The Lecture is endowed through a grant from the family of William Marshall Bullitt, the Solicitor General of the United States under President William Howard Taft. Here is a brief biography and description of his connection to the University of Louisville.

We also thank the Society for Woman in Physics and Astronomy (SWIPA) for their support.

Speaker:Robert Williams

Abstract:Generally acknowledged as its most important scientific accomplishment, Hubble Telescope’s clear view of the distant universe has had an enormous impact on our understanding of deep space. Join us for an evening discussing the history of the telescope, including NASA astronauts servicing missions from the  Space Shuttle.

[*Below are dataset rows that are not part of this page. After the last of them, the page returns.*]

PR #20726, opened 2025-10-06
Add missing import to example doc

ShaharNaveh:
Feel free to close this PR if you think it's noise


carljm:
Thanks for the PR, but I don't think this helps the example communicate better. It's a snippet, not necessarily a complete module, and I think the intent of `secrets.randbelow(2)` is already sufficiently clear.

Issue #5734, opened 2023-07-13
Implement flake8-mock-spec's rules


sauloperez:
I want to enforce the use of the `autospec` argument on Python's unittest mocks in my team's codebase and so after a quick googling I found https://pypi.org/project/flake8-mock-spec/. Specifically, the reule `TMS021` is what we need.

It would be really good to give support for that plugin, as we are actively migrating to Ruff.

evanrittenhouse:
I can implement this.

neob91-close:
I'd love so see this get implemented!

kirschem-fernride:
Any progress on this?

Tenzer:
I have tried to start some work on this and I've made an incomplete draft PR in #20728. I'm hoping I can get a bit of feedback on what I'm doing looks correct, as this is my first time contributing to Ruff.

PR #20728, opened 2025-10-06
[ruff] Add flake8-mock-spec rules

Tenzer:
## Summary

This adds rules from [flake8-mock-spec](https://pypi.org/project/flake8-mock-spec/), as requested in #5734.

## Test Plan

This isn't currently tested, as it isn't finished yet.

Feed back would be appreciated about the current direction of this before I go further.

### DIFF
--- a/crates/ruff_linter/src/codes.rs
+++ b/crates/ruff_linter/src/codes.rs
@@ -1184,6 +1184,16 @@ pub fn code_to_rule(linter: Linter, code: &str) -> Option<(RuleGroup, Rule)> {
         (Flake8Logging, "014") => (RuleGroup::Stable, rules::flake8_logging::rules::ExcInfoOutsideExceptHandler),
         (Flake8Logging, "015") => (RuleGroup::Stable, rules::flake8_logging::rules::RootLoggerCall),
 
+        // flake8-mock-spec
+        (Flake8MockSpec, "010") => (RuleGroup::Preview, rules::flake8_mock_spec::rules::Mock),
+        (Flake8MockSpec, "011") => (RuleGroup::Preview, rules::flake8_mock_spec::rules::MagicMock),
+        (Flake8MockSpec, "012") => (RuleGroup::Preview, rules::flake8_mock_spec::rules::NonCallableMock),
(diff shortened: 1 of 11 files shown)


crates/ruff_linter/src/codes.rs
```diff
@@ -1184,6 +1184,16 @@ pub fn code_to_rule(linter: Linter, code: &str) -> Option<(RuleGroup, Rule)> {
         (Flake8Logging, "014") => (RuleGroup::Stable, rules::flake8_logging::rules::ExcInfoOutsideExceptHandler),
         (Flake8Logging, "015") => (RuleGroup::Stable, rules::flake8_logging::rules::RootLoggerCall),
 
+        // flake8-mock-spec
+        (Flake8MockSpec, "010") => (RuleGroup::Preview, rules::flake8_mock_spec::rules::Mock),
+        (Flake8MockSpec, "011") => (RuleGroup::Preview, rules::flake8_mock_spec::rules::MagicMock),
+        (Flake8MockSpec, "012") => (RuleGroup::Preview, rules::flake8_mock_spec::rules::NonCallableMock),
+        (Flake8MockSpec, "013") => (RuleGroup::Preview, rules::flake8_mock_spec::rules::AsyncMock),
+        (Flake8MockSpec, "014") => (RuleGroup::Preview, rules::flake8_mock_spec::rules::ThreadingMock),
```
Tenzer, line 1192: This rule doesn't exist in flake8-mock-spec - probably because `ThreadingMock` only was added in Python 3.13 - so I have taken the liberty of using the next rule number for it.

We will explore how astronomers have used the Hubble to look back in time to piece together the formation of structure in the universe shortly after the Big Bang, and how small perturbations in the early universe grew to form the giant galaxies that now fill the cosmos.

Robert Williams is currently Astronomer Emeritus at Space Telescope Science Institute (STScI) in Baltimore, and the Donald Osterbrock Distinguished Professor at the University of California, Santa Cruz. From 1993-98 he served as Director of STScI, which with Goddard Space Flight Center operates Hubble Space Telescope for NASA and ESA. Before assuming his present positions Williams spent 8 years in Chile as Director of Cerro Tololo Interamerican Observatory, the national observatory of the U.S. in the southern hemisphere. Prior to that time he was Professor of Astronomy at the University of Arizona in Tucson for 18 years. Dr. Williams' research specialties include novae, nebulae, accretion disks, and spectroscopic analysis. Williams received his undergraduate degree from the University of California, Berkeley in 1962, and a Ph.D. in astronomy from the University of Wisconsin in 1965.  He was Senior Fulbright Professor at University College London from 1972-73, and received the Alexander von Humboldt Award from the German government in 1991. In 1998 he was awarded the Beatrice Tinsley Prize of the American Astronomical Society for his leadership of the Hubble Deep Field (see figure on the right) project, which revealed in remarkable detail the evolution of galaxies from the early universe to the present time. For this project he was awarded the NASA Distinguished Public Service Medal in 1999.

 Dr. Williams is an elected member of the American Academy of Arts & Sciences, and is Past-President of the International Astronomical Union. In 2016 he was awarded the Karl Schwarzschild Medal for career achievement in astrophysics by the German Astronomische Gesellschaft. He is a strong advocate for science education and has lectured around the world on astronomical discoveries and the importance of science in modern society. He resides in Baltimore with his wife Elaine, a pediatric psychologist who specializes in the diagnosis and treatment of autism disorders. They are co-founders of a non-profit organization in Baltimore that places adults with autism in the workplace.